The heterogeneity of wooded-agricultural landscape mosaics influences woodland bird community assemblages

Context Landscape heterogeneity (the composition and configuration of different landcover types) plays a key role in shaping woodland bird assemblages in wooded-agricultural mosaics. Understanding how species respond to landscape factors could contribute to preventing further decline of woodland bird populations. Objective To investigate how woodland birds with different species traits respond to landscape heterogeneity, and to identify whether specific landcover types are important for maintaining diverse populations in wooded-agricultural environments. Methods Birds were sampled from woodlands in 58 2 x 2 km tetrads across southern Britain. Landscape heterogeneity was quantified for each tetrad. Bird assemblage response was determined using redundancy analysis combined with variation partitioning and response trait analyses. Results For woodland bird assemblages, the independent explanatory importance of landscape composition and landscape configuration variables were closely interrelated. When considered simultaneously during variation partitioning, the community response was better represented by compositional variables. Different species responded to different landscape features and this could be explained by traits relating to woodland association, foraging strata and nest location.
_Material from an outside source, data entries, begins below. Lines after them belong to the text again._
PR #780, opened 2025-03-18
[Ad-hoc fixes] Ad-hoc fixes autofill logic

dbajpeyi:
**Reviewer:**  @shakyShane @GioSensation 
**Asana:** https://app.asana.com/0/0/1209507178584801/f

## Description

The goal for this PR is to get the core logic of https://app.asana.com/0/72649045549333/1208952994066584/f out, by using the new `C-S-S` `ConfigFeature` class. Ideally I want to be able to release this, as by default this setting will be turned off at the moment (native not implemented yet), and autofill's algorithm should take care as usual!

- [x] Bump C-S-S and make sure build and tests are green, and `processConfig` is updated
- [x] Create a new class in autofill that extends `ConfigFeature`, and implements some utility for the actual feature
- [x] Initialize this class in Settings.js and make a property of the settings class
- [x] Implement actual **autofill logic** for the fixes
- [x] Use types from privacy-configuration repo for remote config. PR + Schema implemented here: https://github.com/duckduckgo/privacy-configuration/pull/2917

For the autofill logic there are two parts:

1. **FormAnalyzer** -> here the logic checks if there are any hard-coded form type for a manually selected form, and returns that. 
2. **Scanner** -> Autofill early checks if there are any hard coded forms that we know of, and if all forms are found it skips the actual page scanning in `findEligibleInputs`.

The config structure is proposed in https://app.asana.com/0/72649045549333/1209507178584796/f


src/DeviceInterface/tests/AndroidInterface.test.js
```diff
@@ -20,7 +20,7 @@ describe('AndroidInterface', function () {
             },
         };
     });
-    it('can be instantiated without throwing', async () => {
+    it.skip('can be instantiated without throwing', async () => {
```
dbajpeyi, line 23: I am investigating why these two tests that I've skipped are failing. My hunch is they were passing _accidentally_ somehow, since the `throw` gets called with or without this change in the PR.

src/Settings.js
```diff
@@ -81,6 +86,9 @@ export class Settings {
     async getEnabled() {
         try {
             const runtimeConfig = await this._getRuntimeConfiguration();
+            // @ts-ignore TODO: it seems like the types generated by zod are not matching `RemoteConfig`
+            // Also we might not need zod anymore for defining runtime config? We should simply rely on the
+            // C-S-S types.
```
dbajpeyi, line 91: I think we can get rid of runtime-configuration altogether. it seems like an outdated idea for RemoteConfig?

In C-S-S I can only find it's reference in @shakyShane's branch https://github.com/duckduckgo/content-scope-scripts/blob/shane/unify-config/src/schema/runtime-configuration.schema.json

src/site-specific-feature.js
```diff
@@ -0,0 +1,70 @@
...
+                if (form) {
+                    const inputs = /** @type NodeListOf<HTMLSelectElement|HTMLInputElement> */ (
+                        form.querySelectorAll(formInputsSelectorWithoutSelect)
+                    );
+                    for (const input of inputs) {
+                        // @ts-ignore input can be an arbitrary element type
+                        callback(input, form);
+                        formCount++;
+                    }
+                }
```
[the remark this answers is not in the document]
dbajpeyi: That also catches stuff like when inputs are actually outside the form element/container.

src/site-specific-feature.js
```diff
@@ -0,0 +1,70 @@
...
+        if (this.formBoundarySettings.length) {
+            // Only if all forms are found, proceed with the ad hoc fixes. Otherwise
+            for (const setting of this.formBoundarySettings) {
+                const form = context.querySelector(setting.selector) || findElementsInShadowTree(context, setting.selector)[0];
+                if (form) {
+                    const inputs = /** @type NodeListOf<HTMLSelectElement|HTMLInputElement> */ (
+                        form.querySelectorAll(formInputsSelectorWithoutSelect)
+                    );
+                    for (const input of inputs) {
+                        // @ts-ignore input can be an arbitrary element type
```
shakyShane, line 60: we don't want to disable the type-checker for this line. I would cast `input` on a line above if you want to force it

src/Settings.js
```diff
@@ -162,6 +169,41 @@ export class Settings {
...
     }
 
+    /**
+     * @returns {SiteSpecificFeature|undefined}
+     */
+    get siteSpecificFeature() {
+        return this._siteSpecificFeature ?? undefined;
+    }
+
+    async getsiteSpecificFeature() {
```
shakyShane, line 179: This looks like the correct place to add this - can you include some sample JSON examples in integration tests? the tests are setup to allow you to pass this contentScope stuff, so I'd focus on getting some HTML examples with corresponding JSON config (maybe in a new folder/format?)

This will also help with code review too, since it will highlight the design of the remotely delivered data

shakyShane (dismissed):
Added a couple of small notes :)

src/site-specific-feature.js
```diff
@@ -0,0 +1,110 @@
...
+     * @param {(input: HTMLInputElement|HTMLSelectElement, form?: any) => void} callback
+     * @returns {boolean}
+     */
+    attemptForceFormBoundary(context, formInputsSelectorWithoutSelect, callback) {
+        let formCount = 0;
+        if (this.formBoundarySettings.length) {
+            for (const setting of this.formBoundarySettings) {
+                const form = context.querySelector(setting.formSelector) || findElementsInShadowTree(context, setting.formSelector)[0];
+                if (form) {
+                    const inputs = this.getFormInputsFromSettings(form, setting, formInputsSelectorWithoutSelect);
```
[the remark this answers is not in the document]
dbajpeyi: @GioSensation

src/Form/Form.test.js
```diff
@@ -564,3 +564,88 @@ describe('Form re-categorizes inputs', () => {
         });
     });
 });
+
+describe('site specific fixes', () => {
```
dbajpeyi, line 568: Mostly added form tests for now, and those seem to do better than integration tests.

integration-test/helpers/mocks.js
```diff
@@ -116,6 +117,6 @@ export const constants = {
...
...0uNzU1LTMuMDMtMS42OTItNS43Ni0uNjc0LTIuNDM3LjkwOS0zLjU4NSAyLjc5Ni0zLjU5MiA0LjAzOC0uMDAyLjI5Mi42LjMxNy43NTYuMDcuNDItLjY3IDEuMTItMS42NDYgMy4yODktMi41NTN6Ii8+CiAgICAgIDxwYXRoIGNsaXAtcnVsZT0iZXZlbm9kZCIgZD0ibTc1LjQ0IDU1LjkyYTMuNDcgMy40NyAwIDAgMSAtMy40NzQtMy40NjIgMy40NyAzLjQ3IDAgMCAxIDMuNDc1LTMuNDYgMy40NyAzLjQ3IDAgMCAxIDMuNDc0IDMuNDYgMy40NyAzLjQ3IDAgMCAxIC0zLjQ3NSAzLjQ2MnptMi40NDctNC42MDhhLjg5OS44OTkgMCAwIDAgLTEuNzk5IDBjMCAuNDk0LjQwNS44OTUuOS44OTUuNDk5IDAgLjktLjQuOS0uODk1em0tMjUuNDY0IDMuNTQyYTQuMDQyIDQuMDQyIDAgMCAxIC00LjA0OSA0LjAzNyA0LjA0NSA0LjA0NSAwIDAgMSAtNC4wNS00LjAzNyA0LjA0NSA0LjA0NSAwIDAgMSA0LjA1LTQuMDM3IDQuMDQ1IDQuMDQ1IDAgMCAxIDQuMDUgNC4wMzd6bS0xLjE5My0xLjMzOGExLjA1IDEuMDUgMCAwIDAgLTIuMDk3IDAgMS4wNDggMS4wNDggMCAwIDAgMi4wOTcgMHoiIGZpbGwtcnVsZT0iZXZlbm9kZCIvPgogICAgPC9nPgogICAgPHBhdGggY2xpcC1ydWxlPSJldmVub2RkIiBkPSJtNjQgMTE3Ljc1YzI5LjY4NSAwIDUzLjc1LTI0LjA2NSA1My43NS01My43NXMtMjQuMDY1LTUzLjc1LTUzLjc1LTUzLjc1LTUzLjc1IDI0LjA2NS01My43NSA1My43NSAyNC4wNjUgNTMuNzUgNTMuNzUgNTMuNzV6bTAgNWMzMi40NDcgMCA1OC43NS0yNi4zMDMgNTguNzUtNTguNzVzLTI2LjMwMy01OC43NS01OC43NS01OC43NS01OC43NSAyNi4zMDMtNTguNzUgNTguNzUgMjYuMzAzIDU4Ljc1IDU4Ljc1IDU4Ljc1eiIgZmlsbD0iI2ZmZiIgZmlsbC1ydWxlPSJldmVub2RkIi8+Cjwvc3ZnPg==',
```
dbajpeyi, line 120: This is not used right now, but the dax icon was wrong anyway!

src/site-specific-feature.js
```diff
@@ -0,0 +1,78 @@
...
+    /**
+     * @param {HTMLElement} context
+     * @param {string} formInputsSelectorWithoutSelect
+     * @param {(input: HTMLInputElement|HTMLSelectElement, form?: any) => void} callback
+     * @returns {boolean}
+     */
+    attemptForceFormBoundary(context, formInputsSelectorWithoutSelect, callback) {
+        let formCount = 0;
+        if (this.formBoundarySettings.length) {
+            for (const setting of this.formBoundarySettings) {
```
GioSensation, line 62: Not sure about this nested if/for. If you're worried that formBoundarySettings can be falsy you can either return early in the first line of this method, or do some clever thing like:

```suggestion
       for (const setting of this.formBoundarySettings || []) {
```

The early return makes things more explicit, IMO.

src/site-specific-feature.js
```diff
@@ -0,0 +1,78 @@
...
+                const form = context.querySelector(setting.formSelector) || findElementsInShadowTree(context, setting.formSelector)[0];
+                if (form) {
+                    formCount++;
+                    const inputs =
+                        this.getFormInputsFromSettings(form, setting) ?? Array.from(form.querySelectorAll(formInputsSelectorWithoutSelect));
+                    for (const input of inputs) {
+                        callback(input, form);
```
GioSensation, line 69: Again, as explained the other day, I find it confusing that we need to force this step. This change is meant to define the form boundaries, why are we concerning ourselves with adding the inputs? Once the form is defined, the rest of the script should flow as usual, identifying new input fields as children or the current form and moving on. This seems like an antipattern and might be a smell that we've messed up something elsewhere. What happens if we remove this bit altogether? If the feature breaks, we might need to fix it properly somewhere else.

src/site-specific-feature.js
```diff
@@ -0,0 +1,78 @@
...
+                    }
+                }
+            }
+            // If we found all the form boundary settings, return true
+            return formCount === this.formBoundarySettings.length;
```
GioSensation, line 74: Was this meant so that we could fire a pixel when we don't find a match? Is that bit implemented yet?

GioSensation (changes requested):
A few notes from me. The main thing I'm unsure about is the need to loop through the input fields when identifying the boundary.

src/Form/Form.js
```diff
@@ -474,6 +475,12 @@ class Form {
 
         if (this.canCategorizeAmbiguousInput()) this.recategorizeInputToTargetType();
 
+        // If the form has only one input and it's unknown, discard the form
+        if (this.inputs.all.size === 1 && this.inputs.unknown.size === 1) {
+            this.destroy();
+            return;
+        }
+
```
dbajpeyi, line 483: I think destroying at the end of all categorization should be okay.

src/testConfig/siteSpecificFixes/form-boundary.json
```diff
@@ -0,0 +1,26 @@
...
+                    {
+                        "domain": [
+                            "localhost"
+                        ],
+                        "patchSettings": [
+                            {
+                                "path": "",
+                                "op": "add",
+                                "value": {
+                                    "formBoundarySelector": "#form-boundary"
```
dbajpeyi, line 17: Let's work with single form boundary for now, to keep things simple.

src/Scanner.js
```diff
@@ -279,14 +292,27 @@ class DefaultScanner {
...
+        return [...this.forms.values()].some((form) => form.inputs.all.has(input));
+    }
+
     /**
      * @param {HTMLInputElement|HTMLSelectElement} input
      * @param {HTMLFormElement|null} form
      */
     addInput(input, form = null) {
         if (this.isStopped) return;
+        if (this.inputExistsInForms(input)) return;
```
dbajpeyi, line 309: if input already exists, let's try the next one.

src/Form/FormAnalyzer.js
```diff
@@ -62,21 +67,30 @@ class FormAnalyzer {
...
     get isHybrid() {
-        // When marking for hybrid we also want to ensure other signals are weak
-
-        return this.hybridSignal > 0 && this.areLoginOrSignupSignalsWeak();
+        const forcedFormType = this.siteSpecificFeature?.getForcedFormType(this.form);
+        if (!forcedFormType) {
+            // When marking for hybrid we also want to ensure other signals are weak
+            return this.hybridSignal > 0 && this.areLoginOrSignupSignalsWeak();
+        }
+        return forcedFormType === 'hybrid';
```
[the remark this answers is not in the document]
dbajpeyi: This logic is not equivalent (we also need to do exhaustive check for other types), but I can flip the condition instead so we return early!

src/Settings.js
```diff
@@ -162,6 +170,71 @@ export class Settings {
...
+     * @returns {RuntimeConfiguration}
+     */
+    setTopLevelFeatureInContentScopeIfNeeded(runtimeConfig, name) {
+        const contentScope = /** @type {import("@duckduckgo/privacy-configuration/schema/config").ConfigV4<number>} */ (
+            runtimeConfig.contentScope
+        );
+        const feature = contentScope.features.autofill.features?.[name];
+        // If the feature is not enabled or already exists, do nothing
+        if (feature?.state !== 'enabled' || contentScope.features[name]) return runtimeConfig;
+        /** @type {any} */
```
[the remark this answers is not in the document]
dbajpeyi: I have a separate PR for fixing types, so I will take care of that as a follow-up right after this.

src/Settings.js
```diff
@@ -162,6 +170,71 @@ export class Settings {
...
+                },
+            };
+        }
+        return runtimeConfig;
+    }
+
+    async getsiteSpecificFeature() {
+        if (this._siteSpecificFeature) return this._siteSpecificFeature;
+
+        // Do not run for extension
```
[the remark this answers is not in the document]
dbajpeyi: No need to do that, we simply fallback to null.

src/site-specific-feature.js
```diff
@@ -0,0 +1,78 @@
...
+    /**
+     * @param {Element} form
+     * @param {import('@duckduckgo/privacy-configuration/schema/features/autofill.js').SiteSpecificFixes['formBoundarySettings'][number]} settings
+     * @returns {Array<HTMLSelectElement|HTMLInputElement> | null}
+     */
+    getFormInputsFromSettings(form, settings) {
+        // We only expect one input per selector, so we can just return the first one
+        return settings.inputsSelectors?.map(
+            (selector) => /** @type {HTMLSelectElement|HTMLInputElement} */ (form.querySelectorAll(selector)[0]),
+        );
```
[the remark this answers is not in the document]
dbajpeyi: Don't need to care about inputSelectors for now, just working with a single form boundary and yielding to the algorithm.

src/site-specific-feature.js
dbajpeyi: Don't need this anymore.

src/deviceApiCalls/schemas/runtime-configuration.json
```diff
@@ -6,43 +6,8 @@
...
-        },
-        "unprotectedTemporary": {
-          "type": "array",
-          "items": {}
-        }
-      },
-      "required": [
-        "features",
-        "unprotectedTemporary"
-      ]
```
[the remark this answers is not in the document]
dbajpeyi: Yes, types will be added to specific places where needed https://github.com/duckduckgo/duckduckgo-autofill/pull/788

I will merge this PR as a follow-up.

src/site-specific-feature.js
dbajpeyi: Even without this, it makes sense to fire a pixel when form is not found when we expect it to exist. So I've added a task for it in the project.

package.json
```diff
@@ -38,9 +38,10 @@
     "@babel/core": "^7.23.0",
     "@babel/eslint-parser": "^7.25.9",
     "@babel/preset-env": "^7.22.20",
-    "@duckduckgo/content-scope-scripts": "github:duckduckgo/content-scope-scripts#1.3.0",
+    "@duckduckgo/content-scope-scripts": "github:duckduckgo/content-scope-scripts#8.1.0",
     "@duckduckgo/eslint-config": "github:duckduckgo/eslint-config#v0.1.0",
     "@duckduckgo/privacy-test-pages": "github:duckduckgo/privacy-test-pages#1.3.1",
+    "@duckduckgo/privacy-configuration": "github:duckduckgo/privacy-configuration#dbajpeyi/add-new-autofill-config",
```
GioSensation, line 44: I guess this will need to be changed before merging. Let's make sure we don't forget.

src/config.js
```diff
@@ -29,9 +29,11 @@ function createGlobalConfig(overrides) {
     let isDDGTestMode = false;
     //! INJECT isDDGTestMode HERE
 
+    /** @type {import('@duckduckgo/content-scope-scripts/injected/src/utils').RemoteConfig | null} */
     let contentScope = null;
-    let userUnprotectedDomains = null;
+    let userUnprotectedDomains = [];
     /** @type {Record<string, any> | null} */
+
```
GioSensation, line 36: I guess this space is accidental.
```suggestion
```

src/Scanner.js
```diff
@@ -214,6 +220,13 @@ class DefaultScanner {
         return this.mode === 'stopped';
     }
 
+    /**
+     * @returns {HTMLFormElement|null}
+     */
+    get forcedForm() {
+        return this.device.settings.siteSpecificFeature?.getForcedForm() ?? null;
```
GioSensation, line 227: I really dislike how we're always forcing to null with the nullish coaleshing operator even when the API naturally returns null, like when using `querySelector`. We're doing it over and over. I'm going to flag them all, bear with me. 🙂

src/site-specific-feature.js
```diff
@@ -0,0 +1,46 @@
...
+     */
+    getForcedFormType(form) {
+        return this.formTypeSettings?.find((config) => form.matches(config.selector))?.type ?? null;
+    }
+
+    /**
+     * @returns {HTMLFormElement|null}
+     */
+    getForcedForm() {
+        return this.formBoundarySelector ? document.querySelector(this.formBoundarySelector) : null;
```
GioSensation, line 44: What state can `this.formBoundarySelector` be? I guess here you're concerned it's `null` or `undefined`, so you don't need this conditional. You can just return `document.querySelector(this.formBoundarySelector)` and that will be `null` anyway. https://developer.mozilla.org/en-US/docs/Web/API/Document/querySelector#return_value

src/site-specific-feature.js
```diff
@@ -0,0 +1,46 @@
...
+export default class SiteSpecificFeature extends ConfigFeature {
+    constructor(args) {
+        super(FEATURE_NAME, args);
+    }
+
+    /**
+     * @returns {import('@duckduckgo/privacy-configuration/schema/features/autofill.js').SiteSpecificFixes['formTypeSettings']}
+     */
+    get formTypeSettings() {
+        return this.getFeatureSetting('formTypeSettings') ?? [];
```
GioSensation, line 14: You're very fond of the `??` operator, aren't you? 🙂 TBH, unless it's really needed for specific reasons (i.e. when your value can be `0` or `''`) I prefer the good old `||`. This seems to imply a specific need that it's not there (i.e. as if we were expecting this to be either `0` or `''` which we don't).

GioSensation (changes requested):
A few more notes. Hit me up on MM if you want to chat sync.

src/site-specific-feature.js
dbajpeyi: Yes, but the types are not happy about that :)

dbajpeyi: Screenshot 2025-04-04 at 16 09 39

src/site-specific-feature.js
```diff
@@ -0,0 +1,46 @@
+import ConfigFeature from '@duckduckgo/content-scope-scripts/injected/src/config-feature';
+
+const FEATURE_NAME = 'site-specific-fixes';
```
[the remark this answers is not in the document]
dbajpeyi: Yes the C-S-S convention for feature names, but camelCase naming just works as well.

src/site-specific-feature.js
```diff
@@ -0,0 +1,46 @@
...
+        return this.getFeatureSetting('formInputTypeSettings') ?? [];
+    }
+
+    /**
+     * Checks if there's a forced form type configuration for this form
+     * @param {HTMLElement} form
+     * @returns {string|null}
+     */
+    getForcedFormType(form) {
+        return this.formTypeSettings?.find((config) => form.matches(config.selector))?.type ?? null;
```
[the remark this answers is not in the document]
dbajpeyi: I prefer to narrow it down to null here, but I don't have very strong opinion about it.

src/Form/Form.js
dbajpeyi: I don't see any more destroys because of this condition 😢

src/site-specific-feature.js
```diff
@@ -0,0 +1,46 @@
...
+     */
+    get formBoundarySelector() {
+        return this.getFeatureSetting('formBoundarySelector');
+    }
+
+    /**
+     * @returns {import('@duckduckgo/privacy-configuration/schema/features/autofill.js').SiteSpecificFixes['formTypeSettings']}
+     */
+    get formInputTypeSettings() {
+        return this.getFeatureSetting('formInputTypeSettings') ?? [];
```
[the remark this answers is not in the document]
dbajpeyi: This one is actually not needed at all!

src/Form/FormAnalyzer.js
```diff
@@ -62,20 +67,32 @@ class FormAnalyzer {
...
     }
 
     get isLogin() {
-        if (this.isHybrid) return false;
+        const forcedFormType = this.siteSpecificFeature?.getForcedFormType(this.form);
+        if (forcedFormType) {
+            return forcedFormType === 'login';
+        }
 
+        if (this.isHybrid) return false;
```
GioSensation, line 85: @dbajpeyi You forgot this 😉.

src/Scanner.js
```diff
@@ -279,14 +292,27 @@ class DefaultScanner {
...
     addInput(input, form = null) {
         if (this.isStopped) return;
+        if (this.inputExistsInForms(input)) return;
+
+        const forcedForm = this.hasRetrievedForcedForm ? null : this.forcedForm;
+        this.hasRetrievedForcedForm = true;
+        const parentForm = forcedForm || form || this.getParentForm(input);
 
-        const parentForm = form || this.getParentForm(input);
+        if (this.forcedForm && parentForm.contains(this.forcedForm) && this.forcedForm !== parentForm) return;
```
GioSensation, line 315: I'd like to review this again. In the meantime, can you please add a comment above this conditional? Not entirely sure what it's supposed to do 😬.

I think the `hasRetrievedForcedForm` part is just confusing me. Maybe I just need to see it without that part, but now I'm fried and can't devote it attention. Will do it on Monday. Please assign the Asana task to me for Monday.

src/Settings.js
```diff
@@ -162,6 +170,64 @@ export class Settings {
...
+        );
+        const feature = contentScope.features.autofill.features?.[name];
+        // If the feature is not enabled or already exists, do nothing
+        if (feature?.state !== 'enabled' || contentScope.features[name]) return runtimeConfig;
+        /** @type {any} */
+        if (feature) {
+            runtimeConfig.contentScope.features = {
+                ...contentScope.features,
+                [name]: {
+                    settings: feature.settings?.javascriptConfig,
```
jonathanKingston, line 199: I think we should probably just use all of settings here and remove the `javascriptConfig` nesting.

I believe we did that for password import but that's because we're injecting it into another context so a bit different.

dbajpeyi: We discussed this with @CDRussell and the reason for the `javascriptConfig` finally is that:

1. Android would like to have that setting scoped specifically for JS specific stuff
2. We don't want to do anything special for other platforms (editing different remote configs on different platforms can also be confusing). Hence, decided to just keep it there.

src/Scanner.js
```diff
@@ -221,10 +224,20 @@ class DefaultScanner {
...
-    get forcedForm() {
-        return this.device.settings.siteSpecificFeature?.getForcedForm() || null;
+    getAndClearForcedForm() {
+        if (this._hasUsedForcedForm) {
+            return null;
+        }
+
+        if (this._forcedForm === null) {
+            this._forcedForm = this.device.settings.siteSpecificFeature?.getForcedForm() || null;
+        }
```
dbajpeyi, line 237: Same comment as above, for some reason `getForcedForm()` is undefined too, so forcing it null here.

src/Scanner.js
dbajpeyi: `hasRetrievedForcedForm` is making sure we only get forced form for the first input. I have tried to hide that in a function now that does a bit of complex caching, but simplifies the flow here.

Removed that condition you mentioned, instead preventing child form deletion, if we have a forced form in config now. I think it's equivalent but combines well with existing logic.

src/Scanner.js
```diff
@@ -214,6 +223,21 @@ class DefaultScanner {
         return this.mode === 'stopped';
     }
 
+    /**
+     * Gets the forced form only for the first call, subsequent calls return null
+     * @returns {HTMLFormElement|HTMLElement|null}
```
GioSensation, line 228: HTMLFormElement inherits from HTMLElement, so using both is not needed here. You should go stricter when possible (not here) but otherwise it's ok to just use the ancestor. I'm pushing the change as I wanted to `run tsc` to verify.

```suggestion
     * @returns {HTMLElement|null}
```

GioSensation (approved):
With the latest change merged I think we're good. Thank you for working through the feedback. And remember to point that dependency to main once ready.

Ubiquitous, generalist species, many of which were hole-nesters or ground foragers, correlated positively with urban landcover while specialists of broadleaved woodland avoided landscapes containing urban areas. Species typical of coniferous woodland correlated with large conifer plantations. Conclusions At the 2 x 2 km scale, there was evidence that the availability of resources provided by proximate landcover types was highly important for shaping woodland bird assemblages. Further research to disentangle the effects of composition and configuration at different spatial scales is advocated.